[Your assignment]: Start at the line below containing "- [x] **Dependencies:**" and stop at the line containing "every user. |". Repeat every line of that stretch exactly, and nothing outside it.

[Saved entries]
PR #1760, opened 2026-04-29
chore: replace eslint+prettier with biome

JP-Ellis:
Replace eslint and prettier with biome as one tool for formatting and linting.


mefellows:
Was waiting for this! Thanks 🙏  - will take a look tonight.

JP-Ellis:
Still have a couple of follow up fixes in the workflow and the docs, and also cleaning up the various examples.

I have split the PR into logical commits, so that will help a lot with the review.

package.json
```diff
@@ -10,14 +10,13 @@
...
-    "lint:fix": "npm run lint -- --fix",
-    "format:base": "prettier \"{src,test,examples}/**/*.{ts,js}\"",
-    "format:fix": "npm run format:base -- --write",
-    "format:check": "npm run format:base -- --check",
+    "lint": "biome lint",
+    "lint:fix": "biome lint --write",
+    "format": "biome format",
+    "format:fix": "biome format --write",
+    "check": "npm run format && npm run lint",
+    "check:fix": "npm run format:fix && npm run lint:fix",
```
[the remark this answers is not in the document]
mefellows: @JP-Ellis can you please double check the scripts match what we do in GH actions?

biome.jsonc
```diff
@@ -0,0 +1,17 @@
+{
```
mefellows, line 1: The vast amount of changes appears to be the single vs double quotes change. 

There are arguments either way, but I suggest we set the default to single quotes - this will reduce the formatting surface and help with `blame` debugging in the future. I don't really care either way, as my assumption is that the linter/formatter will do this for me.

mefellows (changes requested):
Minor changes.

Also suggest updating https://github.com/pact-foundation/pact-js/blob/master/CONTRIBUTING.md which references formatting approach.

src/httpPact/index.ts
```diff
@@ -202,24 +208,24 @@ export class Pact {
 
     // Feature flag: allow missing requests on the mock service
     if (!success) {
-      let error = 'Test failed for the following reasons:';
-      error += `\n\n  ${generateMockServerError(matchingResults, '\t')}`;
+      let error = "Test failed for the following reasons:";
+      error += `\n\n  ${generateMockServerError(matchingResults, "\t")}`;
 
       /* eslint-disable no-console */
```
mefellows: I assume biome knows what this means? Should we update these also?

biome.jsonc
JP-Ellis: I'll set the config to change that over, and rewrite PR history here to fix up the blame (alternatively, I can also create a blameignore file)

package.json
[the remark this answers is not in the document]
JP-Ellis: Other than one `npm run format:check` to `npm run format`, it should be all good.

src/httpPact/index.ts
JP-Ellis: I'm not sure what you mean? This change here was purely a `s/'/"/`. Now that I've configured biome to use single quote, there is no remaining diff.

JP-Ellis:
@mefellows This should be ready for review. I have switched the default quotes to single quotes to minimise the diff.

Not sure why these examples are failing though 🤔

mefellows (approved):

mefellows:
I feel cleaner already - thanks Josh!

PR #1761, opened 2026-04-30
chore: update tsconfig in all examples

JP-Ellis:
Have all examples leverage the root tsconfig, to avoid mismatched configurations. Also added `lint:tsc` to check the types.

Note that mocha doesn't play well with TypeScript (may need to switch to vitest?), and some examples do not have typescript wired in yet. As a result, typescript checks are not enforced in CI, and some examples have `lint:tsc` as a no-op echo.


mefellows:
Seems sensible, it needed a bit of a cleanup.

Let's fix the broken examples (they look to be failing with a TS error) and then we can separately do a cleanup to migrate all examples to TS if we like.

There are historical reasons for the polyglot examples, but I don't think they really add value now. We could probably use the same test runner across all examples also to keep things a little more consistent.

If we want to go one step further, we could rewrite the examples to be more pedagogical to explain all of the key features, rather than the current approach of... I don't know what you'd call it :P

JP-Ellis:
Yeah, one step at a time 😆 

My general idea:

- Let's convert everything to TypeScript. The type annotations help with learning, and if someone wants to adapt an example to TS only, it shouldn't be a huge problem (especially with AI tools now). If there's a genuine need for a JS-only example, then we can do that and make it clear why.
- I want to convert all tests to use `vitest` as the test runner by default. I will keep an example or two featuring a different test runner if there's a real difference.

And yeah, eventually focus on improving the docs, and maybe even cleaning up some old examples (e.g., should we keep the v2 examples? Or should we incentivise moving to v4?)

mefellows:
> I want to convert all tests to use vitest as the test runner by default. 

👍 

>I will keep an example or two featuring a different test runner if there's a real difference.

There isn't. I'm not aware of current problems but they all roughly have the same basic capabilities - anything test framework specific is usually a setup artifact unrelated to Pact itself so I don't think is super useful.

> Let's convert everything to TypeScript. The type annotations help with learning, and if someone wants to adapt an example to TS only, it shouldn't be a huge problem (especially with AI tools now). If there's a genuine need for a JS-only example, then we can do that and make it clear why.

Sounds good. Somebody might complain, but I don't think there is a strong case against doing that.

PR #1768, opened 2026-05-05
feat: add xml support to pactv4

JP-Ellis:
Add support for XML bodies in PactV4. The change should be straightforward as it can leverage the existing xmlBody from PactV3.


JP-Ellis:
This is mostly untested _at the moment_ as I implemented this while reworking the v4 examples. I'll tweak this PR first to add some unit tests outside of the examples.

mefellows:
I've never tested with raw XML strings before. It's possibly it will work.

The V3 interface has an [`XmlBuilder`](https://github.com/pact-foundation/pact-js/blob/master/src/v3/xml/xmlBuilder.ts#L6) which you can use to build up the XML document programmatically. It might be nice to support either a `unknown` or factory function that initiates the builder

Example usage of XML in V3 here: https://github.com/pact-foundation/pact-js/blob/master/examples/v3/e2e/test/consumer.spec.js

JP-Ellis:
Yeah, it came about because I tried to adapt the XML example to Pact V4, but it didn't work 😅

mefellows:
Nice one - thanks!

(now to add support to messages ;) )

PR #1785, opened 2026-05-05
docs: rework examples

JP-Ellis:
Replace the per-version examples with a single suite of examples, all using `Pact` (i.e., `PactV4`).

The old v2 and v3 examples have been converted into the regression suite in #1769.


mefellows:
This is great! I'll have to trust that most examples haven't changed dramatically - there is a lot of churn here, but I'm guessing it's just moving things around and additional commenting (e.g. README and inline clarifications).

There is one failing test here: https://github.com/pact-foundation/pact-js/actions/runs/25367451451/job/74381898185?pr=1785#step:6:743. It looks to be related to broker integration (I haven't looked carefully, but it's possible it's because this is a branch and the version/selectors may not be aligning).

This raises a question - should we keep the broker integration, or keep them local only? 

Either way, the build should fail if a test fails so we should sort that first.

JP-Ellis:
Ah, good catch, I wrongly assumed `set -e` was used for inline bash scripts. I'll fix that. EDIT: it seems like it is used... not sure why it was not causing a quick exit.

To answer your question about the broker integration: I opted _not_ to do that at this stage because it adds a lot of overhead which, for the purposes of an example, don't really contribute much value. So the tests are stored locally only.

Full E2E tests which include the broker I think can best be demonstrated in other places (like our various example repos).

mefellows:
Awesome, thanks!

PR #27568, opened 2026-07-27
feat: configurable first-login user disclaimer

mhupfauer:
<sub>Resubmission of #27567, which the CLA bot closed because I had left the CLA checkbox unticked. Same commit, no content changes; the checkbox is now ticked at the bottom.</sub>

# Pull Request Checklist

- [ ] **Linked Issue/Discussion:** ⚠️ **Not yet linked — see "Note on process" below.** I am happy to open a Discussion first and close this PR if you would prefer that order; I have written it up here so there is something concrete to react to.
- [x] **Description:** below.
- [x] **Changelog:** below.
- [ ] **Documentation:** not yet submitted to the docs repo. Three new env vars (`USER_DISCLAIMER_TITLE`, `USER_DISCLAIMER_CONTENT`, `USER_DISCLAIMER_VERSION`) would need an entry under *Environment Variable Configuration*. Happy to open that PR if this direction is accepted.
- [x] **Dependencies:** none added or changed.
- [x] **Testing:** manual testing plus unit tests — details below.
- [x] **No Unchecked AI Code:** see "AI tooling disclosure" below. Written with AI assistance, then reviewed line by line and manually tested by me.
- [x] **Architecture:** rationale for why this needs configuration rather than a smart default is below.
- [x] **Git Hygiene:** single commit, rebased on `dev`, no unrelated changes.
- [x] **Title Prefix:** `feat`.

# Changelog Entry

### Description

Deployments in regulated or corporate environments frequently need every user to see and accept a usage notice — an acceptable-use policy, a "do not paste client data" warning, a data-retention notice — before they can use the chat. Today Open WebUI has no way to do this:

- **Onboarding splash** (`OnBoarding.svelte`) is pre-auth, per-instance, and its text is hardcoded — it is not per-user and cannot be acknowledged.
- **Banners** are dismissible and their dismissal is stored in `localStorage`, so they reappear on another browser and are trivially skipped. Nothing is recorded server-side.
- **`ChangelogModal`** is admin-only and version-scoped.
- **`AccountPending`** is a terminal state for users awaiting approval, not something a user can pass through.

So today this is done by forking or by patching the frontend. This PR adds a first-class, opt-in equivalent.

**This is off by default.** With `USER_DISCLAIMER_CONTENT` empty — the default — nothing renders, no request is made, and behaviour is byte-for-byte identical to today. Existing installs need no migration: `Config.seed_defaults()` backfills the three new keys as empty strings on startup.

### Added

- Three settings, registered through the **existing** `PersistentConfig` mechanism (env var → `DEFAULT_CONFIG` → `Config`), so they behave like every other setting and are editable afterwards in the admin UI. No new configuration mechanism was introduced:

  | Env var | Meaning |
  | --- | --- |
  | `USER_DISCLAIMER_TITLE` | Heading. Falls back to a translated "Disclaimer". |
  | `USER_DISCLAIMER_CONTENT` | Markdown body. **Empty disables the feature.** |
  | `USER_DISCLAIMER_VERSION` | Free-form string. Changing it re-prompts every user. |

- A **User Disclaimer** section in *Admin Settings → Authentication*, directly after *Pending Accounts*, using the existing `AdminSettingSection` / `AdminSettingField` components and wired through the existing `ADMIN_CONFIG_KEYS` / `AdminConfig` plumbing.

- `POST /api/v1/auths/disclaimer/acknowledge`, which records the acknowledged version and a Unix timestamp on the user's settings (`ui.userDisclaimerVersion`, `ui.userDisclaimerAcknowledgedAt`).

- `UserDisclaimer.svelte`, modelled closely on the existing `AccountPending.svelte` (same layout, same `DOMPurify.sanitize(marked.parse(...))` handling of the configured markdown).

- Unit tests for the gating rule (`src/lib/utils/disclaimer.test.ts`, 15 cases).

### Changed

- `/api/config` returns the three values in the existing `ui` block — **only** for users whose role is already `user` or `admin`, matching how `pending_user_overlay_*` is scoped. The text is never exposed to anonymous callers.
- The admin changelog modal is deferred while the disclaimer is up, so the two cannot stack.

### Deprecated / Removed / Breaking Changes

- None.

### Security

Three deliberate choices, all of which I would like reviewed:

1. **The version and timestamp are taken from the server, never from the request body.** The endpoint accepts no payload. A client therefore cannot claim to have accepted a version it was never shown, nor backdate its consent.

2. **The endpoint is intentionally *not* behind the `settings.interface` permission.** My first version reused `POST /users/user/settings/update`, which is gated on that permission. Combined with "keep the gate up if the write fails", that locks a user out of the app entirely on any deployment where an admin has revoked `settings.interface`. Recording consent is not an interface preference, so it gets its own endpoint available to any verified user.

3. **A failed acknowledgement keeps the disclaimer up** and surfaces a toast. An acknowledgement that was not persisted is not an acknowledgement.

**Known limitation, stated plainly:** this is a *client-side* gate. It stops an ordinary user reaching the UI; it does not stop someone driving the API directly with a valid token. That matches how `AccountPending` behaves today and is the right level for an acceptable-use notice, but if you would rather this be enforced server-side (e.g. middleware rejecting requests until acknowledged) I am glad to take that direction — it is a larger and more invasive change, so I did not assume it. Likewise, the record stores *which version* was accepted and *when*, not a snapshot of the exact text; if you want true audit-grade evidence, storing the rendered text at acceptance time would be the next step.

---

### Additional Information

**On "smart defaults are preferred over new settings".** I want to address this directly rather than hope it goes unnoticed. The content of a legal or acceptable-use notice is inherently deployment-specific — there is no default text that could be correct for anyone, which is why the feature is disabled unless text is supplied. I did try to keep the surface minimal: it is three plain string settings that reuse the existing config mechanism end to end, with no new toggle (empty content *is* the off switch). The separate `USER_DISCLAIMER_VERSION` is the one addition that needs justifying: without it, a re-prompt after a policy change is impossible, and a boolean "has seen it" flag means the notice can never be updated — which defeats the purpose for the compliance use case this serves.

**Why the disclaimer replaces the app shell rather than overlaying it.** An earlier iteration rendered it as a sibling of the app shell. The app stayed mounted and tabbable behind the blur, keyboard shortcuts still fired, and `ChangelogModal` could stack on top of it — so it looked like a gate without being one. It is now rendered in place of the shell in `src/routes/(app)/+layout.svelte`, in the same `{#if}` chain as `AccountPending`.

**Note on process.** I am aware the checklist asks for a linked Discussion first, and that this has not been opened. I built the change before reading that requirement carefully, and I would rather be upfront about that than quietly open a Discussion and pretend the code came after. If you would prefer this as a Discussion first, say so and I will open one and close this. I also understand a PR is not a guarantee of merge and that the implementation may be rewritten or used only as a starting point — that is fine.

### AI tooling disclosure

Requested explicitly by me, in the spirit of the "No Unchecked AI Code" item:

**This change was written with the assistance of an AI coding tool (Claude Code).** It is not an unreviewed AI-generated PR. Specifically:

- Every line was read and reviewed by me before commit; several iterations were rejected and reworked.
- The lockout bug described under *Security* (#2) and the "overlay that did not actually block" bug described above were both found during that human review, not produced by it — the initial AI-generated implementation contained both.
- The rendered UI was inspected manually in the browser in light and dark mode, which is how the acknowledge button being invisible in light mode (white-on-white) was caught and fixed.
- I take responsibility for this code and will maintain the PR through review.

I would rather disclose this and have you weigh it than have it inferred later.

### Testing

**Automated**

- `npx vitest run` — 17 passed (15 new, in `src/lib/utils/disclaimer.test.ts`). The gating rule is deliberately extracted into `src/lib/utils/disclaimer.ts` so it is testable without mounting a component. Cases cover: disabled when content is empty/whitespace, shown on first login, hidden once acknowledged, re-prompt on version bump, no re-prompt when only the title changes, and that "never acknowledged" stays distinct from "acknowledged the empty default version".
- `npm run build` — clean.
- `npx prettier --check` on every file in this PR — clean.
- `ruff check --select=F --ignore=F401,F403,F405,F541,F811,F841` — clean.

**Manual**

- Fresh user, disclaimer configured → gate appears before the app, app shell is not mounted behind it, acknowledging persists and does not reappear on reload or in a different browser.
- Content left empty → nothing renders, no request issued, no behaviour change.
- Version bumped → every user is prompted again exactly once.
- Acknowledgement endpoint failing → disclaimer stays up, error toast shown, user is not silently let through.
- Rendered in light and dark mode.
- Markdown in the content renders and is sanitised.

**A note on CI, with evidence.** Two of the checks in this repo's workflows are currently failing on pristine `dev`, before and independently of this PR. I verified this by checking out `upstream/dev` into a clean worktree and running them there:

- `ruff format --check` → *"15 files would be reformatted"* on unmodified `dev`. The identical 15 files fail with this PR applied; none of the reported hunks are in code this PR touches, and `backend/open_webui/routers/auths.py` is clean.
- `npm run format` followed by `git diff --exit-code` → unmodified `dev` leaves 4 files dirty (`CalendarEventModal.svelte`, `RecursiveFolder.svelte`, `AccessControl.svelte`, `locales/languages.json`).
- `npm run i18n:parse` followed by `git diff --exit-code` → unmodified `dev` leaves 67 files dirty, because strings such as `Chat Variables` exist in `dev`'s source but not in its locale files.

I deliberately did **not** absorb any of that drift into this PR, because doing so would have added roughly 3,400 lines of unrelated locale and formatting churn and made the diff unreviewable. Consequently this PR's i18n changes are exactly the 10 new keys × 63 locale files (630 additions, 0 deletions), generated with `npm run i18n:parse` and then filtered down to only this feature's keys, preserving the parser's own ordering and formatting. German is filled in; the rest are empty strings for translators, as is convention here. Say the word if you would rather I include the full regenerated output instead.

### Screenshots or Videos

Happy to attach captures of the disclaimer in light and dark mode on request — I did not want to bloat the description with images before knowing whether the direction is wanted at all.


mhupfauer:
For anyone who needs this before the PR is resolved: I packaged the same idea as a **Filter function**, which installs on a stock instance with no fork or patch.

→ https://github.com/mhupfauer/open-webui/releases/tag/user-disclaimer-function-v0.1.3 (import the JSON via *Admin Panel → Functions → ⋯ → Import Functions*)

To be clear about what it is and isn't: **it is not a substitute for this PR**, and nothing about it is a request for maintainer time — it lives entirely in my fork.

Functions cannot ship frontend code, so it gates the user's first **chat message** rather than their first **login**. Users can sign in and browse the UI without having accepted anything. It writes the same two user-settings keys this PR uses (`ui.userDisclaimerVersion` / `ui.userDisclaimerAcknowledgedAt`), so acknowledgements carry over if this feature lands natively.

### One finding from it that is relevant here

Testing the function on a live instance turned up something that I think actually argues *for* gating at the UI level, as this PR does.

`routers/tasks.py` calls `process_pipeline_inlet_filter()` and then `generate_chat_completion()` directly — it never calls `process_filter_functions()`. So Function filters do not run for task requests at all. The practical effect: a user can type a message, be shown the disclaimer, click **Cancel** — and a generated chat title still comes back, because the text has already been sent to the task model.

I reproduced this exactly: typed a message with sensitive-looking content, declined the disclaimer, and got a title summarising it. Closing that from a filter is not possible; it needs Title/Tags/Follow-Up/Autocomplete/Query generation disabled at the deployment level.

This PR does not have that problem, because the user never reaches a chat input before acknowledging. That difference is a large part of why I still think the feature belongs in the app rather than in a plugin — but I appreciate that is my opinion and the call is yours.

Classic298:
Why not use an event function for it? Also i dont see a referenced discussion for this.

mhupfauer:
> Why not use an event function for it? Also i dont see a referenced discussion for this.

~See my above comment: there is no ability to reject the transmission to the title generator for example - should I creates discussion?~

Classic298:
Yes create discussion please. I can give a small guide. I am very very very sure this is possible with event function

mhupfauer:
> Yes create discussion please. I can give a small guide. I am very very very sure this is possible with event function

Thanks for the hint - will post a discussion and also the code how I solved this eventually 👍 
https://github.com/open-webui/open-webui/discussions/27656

[Answer]:
- [x] **Dependencies:** none added or changed.
- [x] **Testing:** manual testing plus unit tests — details below.
- [x] **No Unchecked AI Code:** see "AI tooling disclosure" below. Written with AI assistance, then reviewed line by line and manually tested by me.
- [x] **Architecture:** rationale for why this needs configuration rather than a smart default is below.
- [x] **Git Hygiene:** single commit, rebased on `dev`, no unrelated changes.
- [x] **Title Prefix:** `feat`.

# Changelog Entry

### Description

Deployments in regulated or corporate environments frequently need every user to see and accept a usage notice — an acceptable-use policy, a "do not paste client data" warning, a data-retention notice — before they can use the chat. Today Open WebUI has no way to do this:

- **Onboarding splash** (`OnBoarding.svelte`) is pre-auth, per-instance, and its text is hardcoded — it is not per-user and cannot be acknowledged.
- **Banners** are dismissible and their dismissal is stored in `localStorage`, so they reappear on another browser and are trivially skipped. Nothing is recorded server-side.
- **`ChangelogModal`** is admin-only and version-scoped.
- **`AccountPending`** is a terminal state for users awaiting approval, not something a user can pass through.

So today this is done by forking or by patching the frontend. This PR adds a first-class, opt-in equivalent.

**This is off by default.** With `USER_DISCLAIMER_CONTENT` empty — the default — nothing renders, no request is made, and behaviour is byte-for-byte identical to today. Existing installs need no migration: `Config.seed_defaults()` backfills the three new keys as empty strings on startup.

### Added

- Three settings, registered through the **existing** `PersistentConfig` mechanism (env var → `DEFAULT_CONFIG` → `Config`), so they behave like every other setting and are editable afterwards in the admin UI. No new configuration mechanism was introduced:

  | Env var | Meaning |
  | --- | --- |
  | `USER_DISCLAIMER_TITLE` | Heading. Falls back to a translated "Disclaimer". |
  | `USER_DISCLAIMER_CONTENT` | Markdown body. **Empty disables the feature.** |
  | `USER_DISCLAIMER_VERSION` | Free-form string. Changing it re-prompts every user. |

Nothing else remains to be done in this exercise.